WHAT YOU HAVE TO DO:
Return the lines below in which the string "result" occurs.

Dataset entries:
▬▬▬▬▬▬▬▬▬▬

PR #473, opened 2023-09-14
feat: store debug files with build infos

kanej:
If a build info is stored for a future id, record a debug file as a pointer. The debug file is a sibling to the artifact file, so under `./ignition/deployments/<depid>/artifacts`:
    
- `LockModule#Lock.json`
- `LockModule#Lock.dbg.json`
    
The dbg file points at the Ignition build info file via a relative path.

### DIFF
--- a/packages/core/src/internal/deployment-loader/file-deployment-loader.ts
+++ b/packages/core/src/internal/deployment-loader/file-deployment-loader.ts
@@ -81,7 +81,10 @@ export class FileDeploymentLoader implements DeploymentLoader {
     await writeFile(artifactFilePath, JSON.stringify(artifact, undefined, 2));
   }
 
-  public async storeBuildInfo(buildInfo: BuildInfo): Promise<void> {
+  public async storeBuildInfo(
+    futureId: string,
+    buildInfo: BuildInfo
+  ): Promise<void> {
     await this._initialize();
 
     const buildInfoFilePath = path.join(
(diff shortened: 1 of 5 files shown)


packages/core/src/internal/deployment-loader/file-deployment-loader.ts
```diff
@@ -90,6 +93,23 @@ export class FileDeploymentLoader implements DeploymentLoader {
...
+      this._paths.artifactsDir,
+      `${futureId}.dbg.json`
+    );
+
+    await writeFile(
+      debugInfoFilePath,
+      JSON.stringify(
+        {
+          _format: "hh-sol-dbg-1",
+          buildInfo: `../build-info/${buildInfo.id}.json`,
```
kanej, line 107: This path could be calculated relatively with something like `path.relative`. That would get you an OS specific format. Is that what is expected in HH debug files?

alcuadrado: It's currently computed with:

```ts
    const relativePathToBuildInfo = path.relative(
      path.dirname(artifactPath),
      pathToBuildInfo
    );
```

alcuadrado: which would be

```ts
    const relativePathToBuildInfo = path.relative(
      this._paths.artifactsDir,
      debugInfoFilePath,
    );
```

packages/core/src/internal/deployment-loader/types.ts
```diff
@@ -19,7 +19,7 @@ export interface DeploymentLoader {
     contractName: string,
     artifact: Artifact
   ): Promise<void>;
-  storeBuildInfo(buildInfo: BuildInfo): Promise<void>;
+  storeBuildInfo(futureId: string, buildInfo: BuildInfo): Promise<void>;
```
kanej, line 22: To track the link between future and build info, the `storeBuildInfo` is enhanced with the future id.

Note we are calling store build info multiple times if more than one artifact has the same build info. But that is no different than before this change.

alcuadrado: Makes sense. We can optimize it later if needed.

alcuadrado (approved):
Left a small comment but LGTM

packages/core/src/internal/deployment-loader/file-deployment-loader.ts
kanej: Awesome. Change applied.

PR #476, opened 2023-09-18
Support returning multiple validation errors (PR 1)

### LINKED ISSUE #424: support multiple validation error messages displayed at once
Currently our validation during stage 2 limits the number of validation errors to one per deployment. The types support more. We should rework the validtion so that multiple fails can be retrieved at once.

zoeyTM:
fixes #424


kanej:
@zoeyTM can you walk me through our validation stage 1 vs validation stage 2 division. If we swap in full reconciliation/execution info from visualization does this distinction go away?

zoeyTM:
@kanej I believe the answer is yes. Originally, we separated validation into stages so that stage one could be used by the visualization task, but the only difference between the stages is the inclusion of execution info such as accounts and deployment parameters. If we include that info in visualization like we plan to, then I don't believe there's any reason for the stages to be separate anymore. 

@alcuadrado may have a different take, but that's my perspective at least

kanej:
> @kanej I believe the answer is yes. Originally, we separated validation into stages so that stage one could be used by the visualization task, but the only difference between the stages is the inclusion of execution info such as accounts and deployment parameters. If we include that info in visualization like we plan to, then I don't believe there's any reason for the stages to be separate anymore.
> 
> @alcuadrado may have a different take, but that's my perspective at least

Ugh. I suspected this was the case. Alright, let me take another look over it. Do you have a feel for whether that merge would be better done as a separate PR?

zoeyTM:
> > @kanej I believe the answer is yes. Originally, we separated validation into stages so that stage one could be used by the visualization task, but the only difference between the stages is the inclusion of execution info such as accounts and deployment parameters. If we include that info in visualization like we plan to, then I don't believe there's any reason for the stages to be separate anymore.
> > @alcuadrado may have a different take, but that's my perspective at least
> 
> Ugh. I suspected this was the case. Alright, let me take another look over it. Do you have a feel for whether that merge would be better done as a separate PR?

Short answer: I think a separate PR would be better.

I was going to say it should be done after we add the execution data to visualize so we don't break it, but it doesn't actually look like we're validating in that task at all anymore. Given that, I think merging the validation stages themselves would be relatively trivial, so most of the work would just be modifying the tests.

alcuadrado (approved):

PR #478, opened 2023-09-19
Support using the result from `m.staticCall` or `m.readEventArgument` as value option

### LINKED ISSUE #455: Expand value and from to support staticCall/readEventArg
We should expand the options of the `value` property on the actions of the api to include `staticCall` and `readEventArg`.

zoeyTM:
fixes #455

### DIFF
--- a/packages/core/src/internal/execution/future-processor/helpers/future-resolvers.ts
+++ b/packages/core/src/internal/execution/future-processor/helpers/future-resolvers.ts
@@ -12,6 +12,7 @@ import {
   ContractFuture,
   Future,
   ModuleParameterRuntimeValue,
+  ReadEventArgumentFuture,
   SolidityParameterType,
   StaticCallFuture,
 } from "../../../../types/module";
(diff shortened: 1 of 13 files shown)


packages/core/src/internal/execution/future-processor/helpers/future-resolvers.ts
```diff
@@ -30,23 +35,33 @@ import { convertEvmValueToSolidityParam } from "../../utils/convert-evm-tuple-to
...
+    result = resolveModuleParameter(givenValue, {
+      deploymentParameters,
+    });
+  }
 
   assertIgnitionInvariant(
-    typeof moduleParam === "bigint",
-    "Module parameter used as value must be a bigint"
+    typeof result === "bigint",
+    "Module parameter or future result used as value must be a bigint"
```
kanej, line 61: Nice catch.

kanej (approved):
LGTM. Nicely done.

PR #479, opened 2023-09-20
Centralize error descriptions (PR 1)

### LINKED ISSUE #418: Centralise error descriptions
Follow the pattern in Hardhat where we have one place where error description are defined so they can be reviewed in one place and intentionally improved as error reports come in.

zoeyTM:
- add `errors-list.ts`, mimicking the similar structure in hardhat
- centralized all currently thrown error messages into the above structure
- adjusted `IgnitionError` to require one of the new `ErrorDescriptor` types as an input, rather than a raw string
- removed `IgnitionValidationError` as a class since its stack capturing is no longer functioning as originally intended 
- refactored all previous instances of `IgnitionValidationError` into `IgnitionError`

fixes #418

### DIFF
--- a/packages/core/src/errors-list.ts
+++ b/packages/core/src/errors-list.ts
@@ -1,0 +1,65 @@
+export const ERROR_PREFIX = "IGN";
+
+export interface ErrorDescriptor {
+  number: number;
+  // Message can use templates. See applyErrorMessageTemplate
+  message: string;
+}
+
+export function getErrorCode(error: ErrorDescriptor): string {
+  return `${ERROR_PREFIX}${error.number}`;
+}
+
+export const ERROR_RANGES: {
+  [category in keyof typeof ERRORS]: {
+    min: number;
+    max: number;
+    title: string;
+  };
+} = {
+  GENERAL: {
+    min: 1,
+    max: 99,
+    title: "General errors",
+  },
+  INTERNAL: {
+    min: 100,
+    max: 199,
+    title: "Internal errors",
+  },
+};
+
+export const ERRORS = {
+  GENERAL: {
+    TEST: {
+      number: 1,
+      message: "Test error",
+    },
+  },
+  INTERNAL: {
+    TEMPLATE_INVALID_VARIABLE_NAME: {
+      number: 100,
+      message: "Invalid variable name: %variable%",
+    },
+    TEMPLATE_VARIABLE_NOT_FOUND: {
+      number: 101,
+      message: "Variable not found: %variable%",
+    },
+    TEMPLATE_VALUE_CONTAINS_VARIABLE_TAG: {
+      number: 102,
+      message: "Value contains variable tag: %variable%",
+    },
+  },
+};
+
+/**
+ * Setting the type of ERRORS to a map let us access undefined ones. Letting it
+ * be a literal doesn't enforce that its values are of type ErrorDescriptor.
+ *
+ * We let it be a literal, and use this variable to enforce the types
+ */
+const _PHONY_VARIABLE_TO_FORCE_ERRORS_TO_BE_OF_TYPE_ERROR_DESCRIPTOR: {
+  [category: string]: {
+    [name: string]: ErrorDescriptor;
+  };
+} = ERRORS;
--- a/packages/core/src/errors-list.ts
+++ b/packages/core/src/errors-list.ts
@@ -52,6 +52,11 @@ export const ERROR_RANGES: {
     max: 699,
     title: "Wipe errors",
   },
+  VALIDATION: {
+    min: 700,
+    max: 799,
+    title: "Validation errors",
+  },
 };
 
 export const ERRORS = {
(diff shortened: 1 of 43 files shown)


zoeyTM:
One open question for this PR is whether or not we want to add an `IgnitionPluginError` and/or `NomicIgnitionPluginError` similar to what hardhat has.

zoeyTM:
> One open question for this PR is whether or not we want to add an `IgnitionPluginError` and/or `NomicIgnitionPluginError` similar to what hardhat has.

Okay I added these and a new question has popped up: should our `hardhat-plugin` throw `NomicIgnitionPluginError` or `NomicLabsHardhatPluginError` (or `HardhatPluginError`)? Technically it's both an Ignition plugin and a Hardhat plugin, so I'm not quite sure

packages/core/src/errors-list.ts
```diff
@@ -0,0 +1,322 @@
+export const ERROR_PREFIX = "IGN";
```
zoeyTM, line 1: Most of this file is basically copied structurally from the similar files in Hardhat.

packages/core/src/errors-list.ts
```diff
@@ -0,0 +1,322 @@
...
+ * ErrorDescriptor is a type that describes an error.
+ * It's used to generate error codes and messages.
+ *
+ * @beta
+ */
+export interface ErrorDescriptor {
+  number: number;
+  // Message can use templates. See applyErrorMessageTemplate
+  message: string;
+}
```
zoeyTM, line 13: I think Hardhat has extra fields here, but I figured we start with the minimum and can always add more later.

packages/core/src/errors.ts
```diff
@@ -1,58 +1,176 @@
...
 /**
- * All exceptions intenionally thrown with Ignition-core
- * extend this class.
+ * Base error class extended by all custom errors.
+ * Placeholder to allow us to customize error output formatting in the future.
  *
  * @alpha
  */
-export class IgnitionError extends Error {
+export class CustomError extends Error {
```
zoeyTM, line 9: Hardhat does a lot of clever stuff to modify the displayed output of errors inside this class. We currently aren't doing those things, but I wanted to leave room for us to add it later if we decide to.

packages/core/src/errors.ts
```diff
@@ -1,58 +1,176 @@
...
- * This error class represents issue detected by Ignition-cores
- * validation phase on the user inputed module. Validation errors
- * capture the stack to the action within the offending module,
- * to enhance the locality of the validation error message.
+ * This class is used to throw errors from Ignition plugins made by third parties.
  *
- * * @alpha
+ * @alpha
  */
-export class IgnitionValidationError extends IgnitionError {
```
zoeyTM, line 23: I removed the validation specific error in favor of a validation category in `errors-list.ts`. All errors thrown in Ignition core are now `IgnitionError`s

packages/core/src/errors.ts
```diff
@@ -1,58 +1,176 @@
...
-   */
-  public resetStackFrom(f: () => any) {
-    Error.captureStackTrace(this, f);
+/**
+ * This class is used to throw errors from *core* Ignition plugins.
+ * If you are developing a third-party plugin, use IgnitionPluginError instead.
+ *
+ * @alpha
+ */
+export class NomicIgnitionPluginError extends IgnitionPluginError {
```
zoeyTM, line 72: I added this and the above `IgnitionPluginError` again mimicking the similar classes from Hardhat.

packages/core/src/errors.ts
```diff
@@ -1,58 +1,176 @@
...
+ *  - Values can't contain variable tags.
+ *  - If a variable is not present in the template, but present in the values
+ *    object, an error is thrown.
+ *
+ * @param template - The template string.
+ * @param values - A map of variable names to their values.
  *
  * @alpha
  */
-export class UnsupportedOperationError extends IgnitionError {
```
zoeyTM, line 54: This error was only being used in one place, so I removed it as well and added the message for it to `errors-list.ts`

packages/core/src/errors.ts
```diff
@@ -1,58 +1,176 @@
...
-  constructor(message: string) {
-    super(message);
+export function applyErrorMessageTemplate(
```
zoeyTM, line 108: copy/pasted from Hardhat

packages/core/src/errors.ts
```diff
@@ -1,58 +1,176 @@
...
+  }
+
+  private readonly _isIgnitionPluginError = true;
+
+  public readonly pluginName: string;
+
+  constructor(pluginName: string, message: string) {
     super(message);
+    this.pluginName = pluginName;
+    Object.setPrototypeOf(this, IgnitionPluginError.prototype);
```
alcuadrado, line 62: Can we leave the comment that was here before? also, `new.target` is dynamic, so it works with extensions to this tupe.

alcuadrado (approved):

▬▬▬▬▬▬▬▬▬▬

WRITTEN ANSWER:
Support using the result from `m.staticCall` or `m.readEventArgument` as value option
+    result = resolveModuleParameter(givenValue, {
+    typeof result === "bigint",
+    "Module parameter or future result used as value must be a bigint"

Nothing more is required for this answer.